> _What the task requires_
Write out the entries below once more, exactly.

> _Stored data_
┌──
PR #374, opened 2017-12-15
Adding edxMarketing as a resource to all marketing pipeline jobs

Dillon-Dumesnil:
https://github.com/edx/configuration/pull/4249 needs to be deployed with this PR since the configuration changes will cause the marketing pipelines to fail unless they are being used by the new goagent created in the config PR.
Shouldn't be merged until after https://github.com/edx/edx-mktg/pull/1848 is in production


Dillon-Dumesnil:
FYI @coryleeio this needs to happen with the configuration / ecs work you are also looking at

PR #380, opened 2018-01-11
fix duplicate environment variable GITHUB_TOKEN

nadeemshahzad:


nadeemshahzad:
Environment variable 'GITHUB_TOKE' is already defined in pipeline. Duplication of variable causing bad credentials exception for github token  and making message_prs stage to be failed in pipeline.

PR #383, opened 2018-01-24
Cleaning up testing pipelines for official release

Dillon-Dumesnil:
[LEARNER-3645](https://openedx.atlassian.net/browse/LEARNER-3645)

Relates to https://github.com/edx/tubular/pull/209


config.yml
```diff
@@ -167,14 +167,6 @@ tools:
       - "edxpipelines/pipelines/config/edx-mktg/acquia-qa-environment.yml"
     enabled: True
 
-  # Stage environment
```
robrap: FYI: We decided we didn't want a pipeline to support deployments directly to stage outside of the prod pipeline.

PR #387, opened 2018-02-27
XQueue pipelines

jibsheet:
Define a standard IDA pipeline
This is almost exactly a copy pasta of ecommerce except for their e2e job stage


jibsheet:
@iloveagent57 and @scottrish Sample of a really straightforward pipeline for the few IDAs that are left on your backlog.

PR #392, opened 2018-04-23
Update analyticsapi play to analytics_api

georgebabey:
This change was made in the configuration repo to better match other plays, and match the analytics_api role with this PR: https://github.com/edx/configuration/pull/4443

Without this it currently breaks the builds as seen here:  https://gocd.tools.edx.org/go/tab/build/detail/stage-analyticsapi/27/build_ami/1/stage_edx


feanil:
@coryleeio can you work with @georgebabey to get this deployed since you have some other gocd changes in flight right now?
└──
> _Exercise output_
PR #374, opened 2017-12-15
Adding edxMarketing as a resource to all marketing pipeline jobs

Dillon-Dumesnil:
https://github.com/edx/configuration/pull/4249 needs to be deployed with this PR since the configuration changes will cause the marketing pipelines to fail unless they are being used by the new goagent created in the config PR.
Shouldn't be merged until after https://github.com/edx/edx-mktg/pull/1848 is in production


Dillon-Dumesnil:
FYI @coryleeio this needs to happen with the configuration / ecs work you are also looking at

PR #380, opened 2018-01-11
fix duplicate environment variable GITHUB_TOKEN

nadeemshahzad:


nadeemshahzad:
Environment variable 'GITHUB_TOKE' is already defined in pipeline. Duplication of variable causing bad credentials exception for github token  and making message_prs stage to be failed in pipeline.

PR #383, opened 2018-01-24
Cleaning up testing pipelines for official release

Dillon-Dumesnil:
[LEARNER-3645](https://openedx.atlassian.net/browse/LEARNER-3645)

Relates to https://github.com/edx/tubular/pull/209


config.yml
```diff
@@ -167,14 +167,6 @@ tools:
       - "edxpipelines/pipelines/config/edx-mktg/acquia-qa-environment.yml"
     enabled: True
 
-  # Stage environment
```
robrap: FYI: We decided we didn't want a pipeline to support deployments directly to stage outside of the prod pipeline.

PR #387, opened 2018-02-27
XQueue pipelines

jibsheet:
Define a standard IDA pipeline
This is almost exactly a copy pasta of ecommerce except for their e2e job stage


jibsheet:
@iloveagent57 and @scottrish Sample of a really straightforward pipeline for the few IDAs that are left on your backlog.

PR #392, opened 2018-04-23
Update analyticsapi play to analytics_api

georgebabey:
This change was made in the configuration repo to better match other plays, and match the analytics_api role with this PR: https://github.com/edx/configuration/pull/4443

Without this it currently breaks the builds as seen here:  https://gocd.tools.edx.org/go/tab/build/detail/stage-analyticsapi/27/build_ami/1/stage_edx


feanil:
@coryleeio can you work with @georgebabey to get this deployed since you have some other gocd changes in flight right now?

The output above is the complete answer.